* **INSTRUCTIONS TO FOLLOW**:
Using the records below, filter out every line that lacks "since" and copy the rest.

* **RECORDED INFORMATION**:

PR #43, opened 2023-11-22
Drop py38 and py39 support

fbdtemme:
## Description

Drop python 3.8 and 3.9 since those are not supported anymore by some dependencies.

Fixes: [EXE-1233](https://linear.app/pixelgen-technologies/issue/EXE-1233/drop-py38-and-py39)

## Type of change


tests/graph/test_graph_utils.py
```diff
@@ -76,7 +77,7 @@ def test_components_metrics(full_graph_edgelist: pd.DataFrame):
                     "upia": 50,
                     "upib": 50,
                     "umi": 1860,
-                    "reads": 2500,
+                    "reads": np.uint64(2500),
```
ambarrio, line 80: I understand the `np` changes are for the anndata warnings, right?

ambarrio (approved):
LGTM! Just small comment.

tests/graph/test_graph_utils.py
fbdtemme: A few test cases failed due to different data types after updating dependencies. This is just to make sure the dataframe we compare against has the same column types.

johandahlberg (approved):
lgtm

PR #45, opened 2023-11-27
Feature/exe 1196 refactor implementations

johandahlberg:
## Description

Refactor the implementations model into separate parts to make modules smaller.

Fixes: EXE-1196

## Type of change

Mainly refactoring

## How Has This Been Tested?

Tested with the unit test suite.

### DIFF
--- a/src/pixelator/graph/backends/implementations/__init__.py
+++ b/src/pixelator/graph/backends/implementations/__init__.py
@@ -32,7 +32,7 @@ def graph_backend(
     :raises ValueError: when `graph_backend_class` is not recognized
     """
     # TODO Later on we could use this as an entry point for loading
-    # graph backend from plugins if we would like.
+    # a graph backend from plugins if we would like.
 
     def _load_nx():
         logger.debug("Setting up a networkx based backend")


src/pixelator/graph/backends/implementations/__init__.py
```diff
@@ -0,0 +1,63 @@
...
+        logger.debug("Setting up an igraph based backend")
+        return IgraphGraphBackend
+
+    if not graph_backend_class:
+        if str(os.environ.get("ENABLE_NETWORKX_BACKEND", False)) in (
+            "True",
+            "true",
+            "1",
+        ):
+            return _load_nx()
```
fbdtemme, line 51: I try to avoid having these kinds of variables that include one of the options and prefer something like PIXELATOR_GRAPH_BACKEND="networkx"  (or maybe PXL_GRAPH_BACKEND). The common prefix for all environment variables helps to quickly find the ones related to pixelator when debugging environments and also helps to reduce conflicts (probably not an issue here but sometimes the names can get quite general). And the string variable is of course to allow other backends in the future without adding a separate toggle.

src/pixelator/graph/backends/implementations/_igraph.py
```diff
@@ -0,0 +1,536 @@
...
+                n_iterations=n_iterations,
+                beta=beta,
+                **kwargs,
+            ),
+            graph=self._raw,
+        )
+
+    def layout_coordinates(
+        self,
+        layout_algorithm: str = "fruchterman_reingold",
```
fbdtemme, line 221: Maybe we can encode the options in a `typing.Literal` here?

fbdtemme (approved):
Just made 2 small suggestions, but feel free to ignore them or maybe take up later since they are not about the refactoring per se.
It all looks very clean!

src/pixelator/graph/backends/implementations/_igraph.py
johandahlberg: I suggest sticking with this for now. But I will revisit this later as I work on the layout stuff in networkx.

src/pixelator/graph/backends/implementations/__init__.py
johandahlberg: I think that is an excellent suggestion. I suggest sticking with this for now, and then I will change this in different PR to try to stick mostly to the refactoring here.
==
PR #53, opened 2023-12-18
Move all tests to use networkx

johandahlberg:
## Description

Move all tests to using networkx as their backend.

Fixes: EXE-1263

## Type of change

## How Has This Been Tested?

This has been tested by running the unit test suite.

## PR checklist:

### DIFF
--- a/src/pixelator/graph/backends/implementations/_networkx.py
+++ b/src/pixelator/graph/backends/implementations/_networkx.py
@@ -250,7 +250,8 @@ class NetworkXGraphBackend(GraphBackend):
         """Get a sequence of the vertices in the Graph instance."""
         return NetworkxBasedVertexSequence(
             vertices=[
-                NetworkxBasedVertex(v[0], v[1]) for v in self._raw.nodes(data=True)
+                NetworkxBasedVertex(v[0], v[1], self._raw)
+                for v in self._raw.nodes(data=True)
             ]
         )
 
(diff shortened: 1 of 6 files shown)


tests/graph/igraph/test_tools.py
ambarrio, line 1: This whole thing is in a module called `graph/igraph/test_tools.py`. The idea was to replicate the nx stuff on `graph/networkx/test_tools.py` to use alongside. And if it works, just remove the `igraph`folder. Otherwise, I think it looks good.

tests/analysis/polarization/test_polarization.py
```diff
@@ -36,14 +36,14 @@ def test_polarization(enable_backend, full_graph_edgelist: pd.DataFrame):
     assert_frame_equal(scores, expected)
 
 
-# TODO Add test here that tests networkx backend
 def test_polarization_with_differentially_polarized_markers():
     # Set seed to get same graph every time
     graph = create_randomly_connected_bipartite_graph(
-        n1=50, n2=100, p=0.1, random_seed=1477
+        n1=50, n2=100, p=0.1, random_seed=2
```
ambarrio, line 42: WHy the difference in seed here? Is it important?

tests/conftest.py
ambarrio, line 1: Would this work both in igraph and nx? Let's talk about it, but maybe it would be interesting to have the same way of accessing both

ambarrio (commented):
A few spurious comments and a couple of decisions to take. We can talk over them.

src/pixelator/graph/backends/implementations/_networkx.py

* **EXERCISE SOLUTION**:
Drop python 3.8 and 3.9 since those are not supported anymore by some dependencies.
Just made 2 small suggestions, but feel free to ignore them or maybe take up later since they are not about the refactoring per se.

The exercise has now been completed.